*** Opening of DATA SHOWN ***

PR #522, opened 2026-05-29
feat: [skill] Honor disallowed-tools frontmatter for skills and slash commands (#504)

### LINKED ISSUE #504: [skill] Honor disallowed-tools frontmatter for skills and slash commands
## What

Honor `disallowed-tools` (kebab-case, upstream-compatible) frontmatter on skill markdown files and slash command markdown files, and apply it as a per-turn deny-list so the active skill / command cannot call those tools.

## Why

Claude Code v2.1.152: "Skills and slash commands can now set `disallowed-tools` in frontmatter to remove tools from the model while the skill is active." This is the natural counterpart to allow-listing (`tools: [...]`) and prevents skills from doing things they shouldn't (e.g. a `code-review` skill should not call `write` or `bash`). It's a permission surface skill authors can self-govern with — reduces prompt-injection blast radius without coordinating with operators.

We already have a `disabledTools` field declared in `SkillSchema` (`src/skill/index.ts:34`), but:
- The loader at `loadSkillFromFile` only reads camel-case `disabledTools`, not kebab-case `disallowed-tools` (which is the upstream convention).
- More importantly, `disabledTools` from a skill is never wired to the per-turn tool filter in `src/core/agenticChat.ts:357` — that path only consults `activeAgent.canUseTool`, not the active skill.

## How

1. **Loader: accept both spellings** in `src/skill/index.ts` `loadSkillFromFile`:
   - Around line 99 (`disabledTools: data.disabledTools`), change to:
     ```ts
     disabledTools: data['disallowed-tools'] ?? data.disallowedTools ?? data.disabledTools,
     ```
   - Same treatment for `tools` is fine as-is (it's already a single key) but document it in a JSDoc.

2. **Apply per-turn filter** in `src/core/agenticChat.ts`:
   - Around line 350-362 where `enabledToolNames` is computed, after the agent-based filtering, add another intersection step using the **active skill** (if one is active for this turn — surface this via an `options.activeSkill?: Skill` parameter that the caller can pass, or via the existing `enabledTools` option override).
   - If `activeSkill?.disabledTools` is non-empty: `enabledToolNames = enabledToolNames.filter(n => !activeSkill.disabledTools!.includes(n))`.
   - Do NOT mutate the global tool registry — filtering is per-turn only.

3. **Slash command parity** — slash commands authored as markdown (`.alexi/command/<name>.md`) should accept the same frontmatter. Inspect `src/command/index.ts` and the markdown command loader (look for `gray-matter` usage); apply the same kebab-case alias and surface the field on the command type. If commands already have a similar field, just standardize the parsing.

4. **Tests**:
   - `src/skill/index.test.ts` (new or extended) — write a temp markdown file with frontmatter `disallowed-tools: [bash, write]`, call `loadSkillFromFile`, assert parsed skill has `disabledTools: ['bash', 'write']`. Repeat with the camel-case `disallowedTools` alias and the legacy `disabledTools` to confirm all three work.
   - `src/core/__tests__/agenticChat.test.ts` (or wherever agentic chat tests live) — pass an `activeSkill` with `disabledTools: ['bash']`, mock the registry to include `bash` and `read`, assert the formatted tool list passed to the provider mock excludes `bash`.
   - Regression: a skill without `disabledTools` produces an unfiltered list.

## Files to modify

- `src/skill/index.ts`
- `src/core/agenticChat.ts`
- `src/command/index.ts` (only if the markdown command loader exists there; otherwise note explicitly that command frontmatter parity is deferred to a follow-up)
- `src/skill/index.test.ts` (new or extended)
- `src/core/__tests__/agenticChat.test.ts` (new or extended)

## Acceptance criteria

- [ ] Skill markdown frontmatter accepts `disallowed-tools` (kebab-case), `disallowedTools`, and `disabledTools` as synonyms
- [ ] When a skill with `disallowed-tools: [bash]` is active, `bash` is not in the tool list passed to the provider for that turn
- [ ] Global tool registry is not mutated by the filter
- [ ] Tests cover all three spellings and the runtime filter

## Source

anthropics/claude-code v2.1.152 release notes — `disallowed-tools` frontmatter for skills and slash commands.

ausard:
## Summary

Automated implementation of #504 by **Kilo CLI** using SAP AI Core.

## Checks ✅

All checks pass

- ✅ typecheck
- ✅ lint
- ✅ format
- ✅ build
- ✅ tests

## Changes

- **Files changed**: 7
- **Branch**: `auto/504-skill-honor-disallowed-tools-frontmatter-for-skill`

## Review Checklist

---
Implemented by [Kilo CLI](https://kilo.ai) with SAP AI Core · Closes #504

### DIFF
--- a/src/command/index.ts
+++ b/src/command/index.ts
@@ -28,6 +28,17 @@ export const CommandSchema = z.object({
   arguments: z.array(CommandArgumentSchema).optional(),
   template: z.string(),
   source: z.string().optional(), // file path if loaded from file
+  /**
+   * Tools this command is allowed to use (allowlist). Loaded from the `tools`
+   * frontmatter field of markdown commands.
+   */
+  tools: z.array(z.string()).optional(),
+  /**
+   * Tools that must not be available while this command is active (denylist).
+   * Loaded from `disallowed-tools` (upstream kebab-case), `disallowedTools`,
+   * or the legacy `disabledTools` frontmatter field — all three are synonyms.
+   */
+  disabledTools: z.array(z.string()).optional(),
 });
 
 export type Command = z.infer<typeof CommandSchema>;
@@ -234,6 +245,8 @@ export function loadCommandFromFile(filePath: string): Command | null {
       arguments: parsedArguments,
       template: templateContent.trim(),
       source: filePath,
+      tools: data.tools,
+      disabledTools: data['disallowed-tools'] ?? data.disallowedTools ?? data.disabledTools,
     };
 
     // Validate the command schema
--- a/src/core/__tests__/agenticChat.test.ts
+++ b/src/core/__tests__/agenticChat.test.ts
@@ -513,6 +513,145 @@ describe('agenticChat', () => {
     });
   });
 
+  describe('active skill disabled tools filter', () => {
+    it('should remove skill-disabled tools from the per-turn tool list', async () => {
+      const readTool = {
+        name: 'read',
+        description: 'Read',
+        toFunctionSchema: () => ({
+          name: 'read',
+          description: 'Read',
+          parameters: { type: 'object', properties: {} },
+        }),
+        execute: vi.fn(),
+      };
+      const bashTool = {
+        name: 'bash',
+        description: 'Bash',
+        toFunctionSchema: () => ({
+          name: 'bash',
+          description: 'Bash',
+          parameters: { type: 'object', properties: {} },
+        }),
+        execute: vi.fn(),
+      };
+
+      mockToolRegistry.list.mockReturnValue([readTool, bashTool]);
+
+      mockProvider.complete.mockResolvedValue({
+        text: 'Response',
+        usage: { prompt_tokens: 10, completion_tokens: 5, total_tokens: 15 },
+      } satisfies CompletionResult);
+
+      await agenticChat('Test', {
+        activeSkill: {
+          id: 'no-bash',
+          name: 'No Bash',
+          description: '',
+          prompt: '',
+          disabledTools: ['bash'],
+        },
+      });
+
+      const completionCall = mockProvider.complete.mock.calls[0];
+      const options = completionCall[1];
+
+      const toolNames = (options.tools as Array<{ function: { name: string } }>).map(
+        (t) => t.function.name
+      );
+      expect(toolNames).toEqual(['read']);
+      expect(toolNames).not.toContain('bash');
+
+      // Global registry must not have been mutated
+      expect(mockToolRegistry.list()).toHaveLength(2);
+    });
+
+    it('should leave the tool list unfiltered when activeSkill has no disabledTools', async () => {
+      const readTool = {
+        name: 'read',
+        description: 'Read',
+        toFunctionSchema: () => ({
+          name: 'read',
+          description: 'Read',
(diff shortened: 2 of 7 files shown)


ausard:
## Code Review — PR #522

**Branch:** `auto/504-skill-honor-disallowed-tools-frontmatter-for-skill`
**Scope:** Honor `disallowed-tools` frontmatter for skills & slash commands (issue #504, Claude Code v2.1.152 parity).

### CI

- typecheck: passed
- lint: passed (no new warnings)
- format: passed
- build: passed
- tests: passed (53 tests across the touched files)

### Summary of changes

- `src/skill/index.ts` — `loadSkillFromFile` now accepts kebab-case `disallowed-tools`, `disallowedTools`, and legacy `disabledTools` as synonyms (kebab-case wins). JSDoc updated.
- `src/command/index.ts` — `CommandSchema` gains optional `tools` and `disabledTools` fields; the markdown command loader parses the same three frontmatter spellings.
- `src/core/agenticChat.ts` — adds `AgenticChatOptions.activeSkill?: Skill`; after agent-based filtering, applies the skill's `disabledTools` as a per-turn denylist over `enabledToolNames` without mutating the global tool registry.
- `tests/skill.test.ts` (+5 cases), `tests/command/loader.test.ts` (new, 6 cases), `src/core/__tests__/agenticChat.test.ts` (+3 cases): kebab/camel/legacy spellings, precedence, no-deny baseline, runtime filter behavior, and verification that the global registry is not mutated.

### Checklist

- [x] TypeScript strict — no `any`, proper types (uses `Skill` from `src/skill/index.js` via type-only inline import)
- [x] Imports use `.js` extension for local modules
- [x] New types are properly annotated; loader return types unchanged
- [x] No Result-pattern functions added; existing error handling preserved
- [x] No dead code, commented-out blocks, or untracked TODOs
- [x] Tests cover loader synonyms, precedence, undefined fallthrough, runtime filter, and registry-immutability
- [x] No security regressions — the change is additive denylist enforcement; broadens permission surface only in the "less permissive" direction
- [x] Performance — single `Set` allocation per turn only when `disabledTools` is non-empty; no impact on hot path

### Notes / observations (non-blocking)

1. **Slash-command field is parsed but not yet consumed.** `Command.disabledTools` and `Command.tools` are now in the schema and read by `loadCommandFromFile`, but no caller currently feeds them into `agenticChat`'s per-turn filter. The original issue (#504) explicitly allows deferring command-side wiring; the surface-area is correct so a follow-up can enable it without another schema change.
2. **`activeSkill` typing uses an inline `import('../skill/index.js').Skill`.** Functionally fine and avoids a circular import risk, but a top-of-file `import type { Skill } from '../skill/index.js';` would be slightly more idiomatic. Not worth a follow-up commit on its own.
3. **Filter ordering is correct:** explicit `options.enabledTools` → agent allow/deny → skill denylist. The skill denylist is the last (most-restrictive) filter, which matches the issue's "per-turn deny-list" requirement.
4. **`verify-results.txt`** flips its `lint` line from ❌ to ✅. Pre-existing tracked artifact, consistent with prior commits on master.

### Verdict

LGTM. Implementation matches issue #504 acceptance criteria for skills (the primary target). Slash-command frontmatter is parsed and surfaced on the type as the issue allows; runtime wiring for commands can be a small follow-up.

*** Close of DATA SHOWN ***

BRIEF
Copy the lines above exactly, beginning at the line that has "is not mutated." and stopping after the line that has "on its own.", and omit the rest.

WORKED SOLUTION
- `tests/skill.test.ts` (+5 cases), `tests/command/loader.test.ts` (new, 6 cases), `src/core/__tests__/agenticChat.test.ts` (+3 cases): kebab/camel/legacy spellings, precedence, no-deny baseline, runtime filter behavior, and verification that the global registry is not mutated.

### Checklist

- [x] TypeScript strict — no `any`, proper types (uses `Skill` from `src/skill/index.js` via type-only inline import)
- [x] Imports use `.js` extension for local modules
- [x] New types are properly annotated; loader return types unchanged
- [x] No Result-pattern functions added; existing error handling preserved
- [x] No dead code, commented-out blocks, or untracked TODOs
- [x] Tests cover loader synonyms, precedence, undefined fallthrough, runtime filter, and registry-immutability
- [x] No security regressions — the change is additive denylist enforcement; broadens permission surface only in the "less permissive" direction
- [x] Performance — single `Set` allocation per turn only when `disabledTools` is non-empty; no impact on hot path

### Notes / observations (non-blocking)

1. **Slash-command field is parsed but not yet consumed.** `Command.disabledTools` and `Command.tools` are now in the schema and read by `loadCommandFromFile`, but no caller currently feeds them into `agenticChat`'s per-turn filter. The original issue (#504) explicitly allows deferring command-side wiring; the surface-area is correct so a follow-up can enable it without another schema change.
2. **`activeSkill` typing uses an inline `import('../skill/index.js').Skill`.** Functionally fine and avoids a circular import risk, but a top-of-file `import type { Skill } from '../skill/index.js';` would be slightly more idiomatic. Not worth a follow-up commit on its own.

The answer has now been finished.